# Task statement:
Return the full set of entries exactly. Omit none.

(Records from a data collection)
PR #25700, opened 2026-09-02
Lieferschein print control for drop-ship business partners + copies-count fix

teosarca:
## What

Adds Lieferschein (shipment) print control for drop-ship business partners, plus a fix to the print copies-count resolution.

## Changes

**Config metadata (`C_BP_PrintFormat`)**
- New nullable columns `IsDropShip` and `IsAutoPrint` (YesNo) exposed as grid fields on the core partner windows (123, 540409 Pharma); `DocumentCopies_Override` made nullable.

**Copies-count fix**
- Dropped an erroneous `AD_PrintFormat_ID` filter in `BPartnerPrintFormatRepository.getByQuery` (a varargs-null → `IS NULL` predicate that excluded hooked rows), so the configured copies value is now honoured. RED+GREEN.

**Drop-ship auto-print suppression**
- `DocumentReportAdvisorUtil.resolveSuppressAutoPrint` + `isDropShip(order)` (drop-ship partner present AND a real delivery-address deviation), null-aware `IsAutoPrint`. Threaded through to the end-to-end gate: a transient `IArchiveBL.SUPPRESS_AUTO_PRINT` stamped in `DefaultModelArchiver.createArchive` and enforced as the first statement of `PrintingQueueBL.isIsCreatePrintingQueueItem`. Cucumber `shipmentAutoPrintDropShipSuppression.feature` covers drop-ship suppressed / stock enqueues / manual-reprint enqueues (0/1/1 queue items).

**Copies-override normalization (`DocumentCopies_Override` 0 → null)**
- `@ModelChange` interceptor on `C_BP_PrintFormat` normalizes new/changed rows; data migration `5821890` normalizes existing rows (`backup_table` first). `0` and `null` are already treated identically by copies-resolution, so observable behaviour is unchanged.

## Testing

- Unit + interceptor tests green; cucumber suppression feature green (local, this branch).
- Whole-state review over `origin/intensive_care_hotfix..HEAD` clean.


backend/de.metas.adempiere.adempiere/base/src/main/java/de/metas/report/DocumentReportAdvisorUtil.java
```diff
@@ -142,4 +145,65 @@ private static PrintCopies getDocumentCopies(@Nullable final I_C_DocType docType
...
+			return false;
+		}
+		if (!order.isDropShip())
+		{
+			return false;
+		}
+
+		final BPartnerId orderBPartnerId = BPartnerId.ofRepoIdOrNull(order.getC_BPartner_ID());
+		final BPartnerId dropShipBPartnerId = BPartnerId.ofRepoIdOrNull(order.getDropShip_BPartner_ID());
+		final boolean bPartnerDeviates = dropShipBPartnerId != null && !dropShipBPartnerId.equals(orderBPartnerId);
```
teosarca: no need to check for bPartnerDeviates  since BPartnerLocationId  already incorporates the BP too

backend/de.metas.adempiere.adempiere/base/src/main/java/de/metas/report/DocumentReportAdvisorUtil.java
```diff
@@ -142,4 +145,65 @@ private static PrintCopies getDocumentCopies(@Nullable final I_C_DocType docType
...
+	 * recipient deviate from the order's own sold-to?
+	 * <p>
+	 * NOTE -- this is a <b>different</b> rule from the sales-order ultimate-consignee (UC) resolution
+	 * documented in the {@code de.metas.business} module CLAUDE.md ("IsDropShip is irrelevant for UC
+	 * resolution -- the presence of DropShip_* alone decides"). That rule answers "who is the goods
+	 * recipient". This method answers a different question -- "should auto-print be suppressed for this
+	 * shipment" -- and the approved design for that concern deliberately gates on {@code IsDropShip='Y'}
+	 * in addition to the DropShip_* deviation. Do not "fix" this to match the UC rule.
+	 */
+	public boolean isDropShip(@Nullable final I_C_Order order)
```
teosarca: pls do not accept null params

backend/de.metas.business/src/main/java/de/metas/inout/InOutDocumentReportAdvisor.java
```diff
@@ -96,12 +100,16 @@ public StandardDocumentReportType getStandardDocumentReportType()
 
 		final Language language = util.getBPartnerLanguage(bpartner).orElse(null);
 
+		final I_C_Order order = getOrderOrNull(inout);
+		final boolean docIsDropShip = util.isDropShip(order);
```
teosarca: check order not null

backend/de.metas.adempiere.adempiere/base/src/main/java/de/metas/report/DocumentReportAdvisorUtil.java
teosarca: **Resolution (dev):** Agreed. The manual `bPartnerDeviates` check was only needed because both `BPartnerLocationId`s were anchored on the order's own `C_BPartner_ID`, which neutralized the BP component. Now the drop-ship side is built with its natural key `BPartnerLocationId.ofRepoIdOrNull(order.getDropShip_BPartner_ID(), order.getDropShip_Location_ID())` and compared full-key against the order ship-to, so a single `!equals` covers both BP and location deviation and `bPartnerDeviates` is removed. https://github.com/metasfresh/metasfresh/commit/5a463083f76

backend/de.metas.adempiere.adempiere/base/src/main/java/de/metas/report/DocumentReportAdvisorUtil.java
teosarca: **Resolution (dev):** Done — `isDropShip` now takes `@NonNull I_C_Order order` and the internal `if (order == null) return false;` guard is removed. https://github.com/metasfresh/metasfresh/commit/237a5be0284

backend/de.metas.business/src/main/java/de/metas/inout/InOutDocumentReportAdvisor.java
teosarca: **Resolution (dev):** Done — the null check moved to the caller: `InOutDocumentReportAdvisor` now does `order != null && util.isDropShip(order)` (manual shipment with no order = not a drop-ship = no suppression). https://github.com/metasfresh/metasfresh/commit/237a5be0284

backend/de.metas.adempiere.adempiere/base/src/main/java/de/metas/report/DocumentReportAdvisorUtil.java
teosarca: **Resolution (dev):** Applied as you requested (natural-key `BPartnerLocationId`, `bPartnerDeviates` removed); current behavior is pinned + documented by a mirror test. One consequence for your call: a **location-only-deviating** drop-ship (`DropShip_BPartner_ID` unset but `DropShip_Location_ID` set and differing) now resolves to `false` (auto-print no longer suppressed) vs `true` before — reachable since `ProhibitInconsistentDropshipValues` is deactivated system-wide. Kept as-is per the literal simplification; if a location-only deviation should still suppress, say so and I will restore it.

backend/de.metas.printing/de.metas.printing.base/src/main/java/de/metas/printing/api/impl/PrintingQueueBL.java
```diff
@@ -219,6 +219,15 @@ private boolean isIsCreatePrintingQueueItem(final PrintArchiveParameters printAr
 
 		try (final MDC.MDCCloseable ignore = TableRecordMDC.putTableRecordReference(archive))
 		{
+			// Honor the transient suppress-auto-print flag stamped on the archive (e.g. a drop-ship shipment whose
+			// auto-print must be suppressed): skip printing-queue-item creation entirely, before any other rule below
+			// (including the IsProcessQueueItem short-circuit) could force it back on.
+			if (IArchiveBL.SUPPRESS_AUTO_PRINT.getValue(archive, false))
```
teosarca: pls do not access SUPPRESS_AUTO_PRINT directly. have methods for setting and getting the value from an archive given as param

teosarca: **Resolution (dev):** Agreed. Encapsulated the flag behind `IArchiveBL.setSuppressAutoPrint(archive, boolean)` / `isSuppressAutoPrint(archive)` (returns false when unset, preserving the prior default); both call sites (`DefaultModelArchiver` set, `PrintingQueueBL` get) now go through them, and the raw `SUPPRESS_AUTO_PRINT` dyn-attribute accessor is now `private static final` in the `ArchiveBL` impl — no direct access remains anywhere. Round-trip unit test added (`ArchiveBLTest`, 2/2 green); backend reactor BUILD SUCCESS. https://github.com/metasfresh/metasfresh/commit/f6d826a2b22

PR #25704, opened 2026-09-02
MobileUI job start — a pushed launchers snapshot can no longer delete a workflow process

teosarca:
Sideways port of https://github.com/metasfresh/metasfresh/pull/25697 to the deep_tundra family. The defect is in shared mobile core code, so fixing only the branch it was reported on leaves it live for the other families; propagation does not flow sideways, so this family needs its own port.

# Answer area:
PR #25700, opened 2026-09-02
Lieferschein print control for drop-ship business partners + copies-count fix

teosarca:
## What

Adds Lieferschein (shipment) print control for drop-ship business partners, plus a fix to the print copies-count resolution.

## Changes

**Config metadata (`C_BP_PrintFormat`)**
- New nullable columns `IsDropShip` and `IsAutoPrint` (YesNo) exposed as grid fields on the core partner windows (123, 540409 Pharma); `DocumentCopies_Override` made nullable.

**Copies-count fix**
- Dropped an erroneous `AD_PrintFormat_ID` filter in `BPartnerPrintFormatRepository.getByQuery` (a varargs-null → `IS NULL` predicate that excluded hooked rows), so the configured copies value is now honoured. RED+GREEN.

**Drop-ship auto-print suppression**
- `DocumentReportAdvisorUtil.resolveSuppressAutoPrint` + `isDropShip(order)` (drop-ship partner present AND a real delivery-address deviation), null-aware `IsAutoPrint`. Threaded through to the end-to-end gate: a transient `IArchiveBL.SUPPRESS_AUTO_PRINT` stamped in `DefaultModelArchiver.createArchive` and enforced as the first statement of `PrintingQueueBL.isIsCreatePrintingQueueItem`. Cucumber `shipmentAutoPrintDropShipSuppression.feature` covers drop-ship suppressed / stock enqueues / manual-reprint enqueues (0/1/1 queue items).

**Copies-override normalization (`DocumentCopies_Override` 0 → null)**
- `@ModelChange` interceptor on `C_BP_PrintFormat` normalizes new/changed rows; data migration `5821890` normalizes existing rows (`backup_table` first). `0` and `null` are already treated identically by copies-resolution, so observable behaviour is unchanged.

## Testing

- Unit + interceptor tests green; cucumber suppression feature green (local, this branch).
- Whole-state review over `origin/intensive_care_hotfix..HEAD` clean.


backend/de.metas.adempiere.adempiere/base/src/main/java/de/metas/report/DocumentReportAdvisorUtil.java
```diff
@@ -142,4 +145,65 @@ private static PrintCopies getDocumentCopies(@Nullable final I_C_DocType docType
...
+			return false;
+		}
+		if (!order.isDropShip())
+		{
+			return false;
+		}
+
+		final BPartnerId orderBPartnerId = BPartnerId.ofRepoIdOrNull(order.getC_BPartner_ID());
+		final BPartnerId dropShipBPartnerId = BPartnerId.ofRepoIdOrNull(order.getDropShip_BPartner_ID());
+		final boolean bPartnerDeviates = dropShipBPartnerId != null && !dropShipBPartnerId.equals(orderBPartnerId);
```
teosarca: no need to check for bPartnerDeviates  since BPartnerLocationId  already incorporates the BP too

backend/de.metas.adempiere.adempiere/base/src/main/java/de/metas/report/DocumentReportAdvisorUtil.java
```diff
@@ -142,4 +145,65 @@ private static PrintCopies getDocumentCopies(@Nullable final I_C_DocType docType
...
+	 * recipient deviate from the order's own sold-to?
+	 * <p>
+	 * NOTE -- this is a <b>different</b> rule from the sales-order ultimate-consignee (UC) resolution
+	 * documented in the {@code de.metas.business} module CLAUDE.md ("IsDropShip is irrelevant for UC
+	 * resolution -- the presence of DropShip_* alone decides"). That rule answers "who is the goods
+	 * recipient". This method answers a different question -- "should auto-print be suppressed for this
+	 * shipment" -- and the approved design for that concern deliberately gates on {@code IsDropShip='Y'}
+	 * in addition to the DropShip_* deviation. Do not "fix" this to match the UC rule.
+	 */
+	public boolean isDropShip(@Nullable final I_C_Order order)
```
teosarca: pls do not accept null params

backend/de.metas.business/src/main/java/de/metas/inout/InOutDocumentReportAdvisor.java
```diff
@@ -96,12 +100,16 @@ public StandardDocumentReportType getStandardDocumentReportType()
 
 		final Language language = util.getBPartnerLanguage(bpartner).orElse(null);
 
+		final I_C_Order order = getOrderOrNull(inout);
+		final boolean docIsDropShip = util.isDropShip(order);
```
teosarca: check order not null

backend/de.metas.adempiere.adempiere/base/src/main/java/de/metas/report/DocumentReportAdvisorUtil.java
teosarca: **Resolution (dev):** Agreed. The manual `bPartnerDeviates` check was only needed because both `BPartnerLocationId`s were anchored on the order's own `C_BPartner_ID`, which neutralized the BP component. Now the drop-ship side is built with its natural key `BPartnerLocationId.ofRepoIdOrNull(order.getDropShip_BPartner_ID(), order.getDropShip_Location_ID())` and compared full-key against the order ship-to, so a single `!equals` covers both BP and location deviation and `bPartnerDeviates` is removed. https://github.com/metasfresh/metasfresh/commit/5a463083f76

backend/de.metas.adempiere.adempiere/base/src/main/java/de/metas/report/DocumentReportAdvisorUtil.java
teosarca: **Resolution (dev):** Done — `isDropShip` now takes `@NonNull I_C_Order order` and the internal `if (order == null) return false;` guard is removed. https://github.com/metasfresh/metasfresh/commit/237a5be0284

backend/de.metas.business/src/main/java/de/metas/inout/InOutDocumentReportAdvisor.java
teosarca: **Resolution (dev):** Done — the null check moved to the caller: `InOutDocumentReportAdvisor` now does `order != null && util.isDropShip(order)` (manual shipment with no order = not a drop-ship = no suppression). https://github.com/metasfresh/metasfresh/commit/237a5be0284

backend/de.metas.adempiere.adempiere/base/src/main/java/de/metas/report/DocumentReportAdvisorUtil.java
teosarca: **Resolution (dev):** Applied as you requested (natural-key `BPartnerLocationId`, `bPartnerDeviates` removed); current behavior is pinned + documented by a mirror test. One consequence for your call: a **location-only-deviating** drop-ship (`DropShip_BPartner_ID` unset but `DropShip_Location_ID` set and differing) now resolves to `false` (auto-print no longer suppressed) vs `true` before — reachable since `ProhibitInconsistentDropshipValues` is deactivated system-wide. Kept as-is per the literal simplification; if a location-only deviation should still suppress, say so and I will restore it.

backend/de.metas.printing/de.metas.printing.base/src/main/java/de/metas/printing/api/impl/PrintingQueueBL.java
```diff
@@ -219,6 +219,15 @@ private boolean isIsCreatePrintingQueueItem(final PrintArchiveParameters printAr
 
 		try (final MDC.MDCCloseable ignore = TableRecordMDC.putTableRecordReference(archive))
 		{
+			// Honor the transient suppress-auto-print flag stamped on the archive (e.g. a drop-ship shipment whose
+			// auto-print must be suppressed): skip printing-queue-item creation entirely, before any other rule below
+			// (including the IsProcessQueueItem short-circuit) could force it back on.
+			if (IArchiveBL.SUPPRESS_AUTO_PRINT.getValue(archive, false))
```
teosarca: pls do not access SUPPRESS_AUTO_PRINT directly. have methods for setting and getting the value from an archive given as param

teosarca: **Resolution (dev):** Agreed. Encapsulated the flag behind `IArchiveBL.setSuppressAutoPrint(archive, boolean)` / `isSuppressAutoPrint(archive)` (returns false when unset, preserving the prior default); both call sites (`DefaultModelArchiver` set, `PrintingQueueBL` get) now go through them, and the raw `SUPPRESS_AUTO_PRINT` dyn-attribute accessor is now `private static final` in the `ArchiveBL` impl — no direct access remains anywhere. Round-trip unit test added (`ArchiveBLTest`, 2/2 green); backend reactor BUILD SUCCESS. https://github.com/metasfresh/metasfresh/commit/f6d826a2b22

PR #25704, opened 2026-09-02
MobileUI job start — a pushed launchers snapshot can no longer delete a workflow process

teosarca:
Sideways port of https://github.com/metasfresh/metasfresh/pull/25697 to the deep_tundra family. The defect is in shared mobile core code, so fixing only the branch it was reported on leaves it live for the other families; propagation does not flow sideways, so this family needs its own port.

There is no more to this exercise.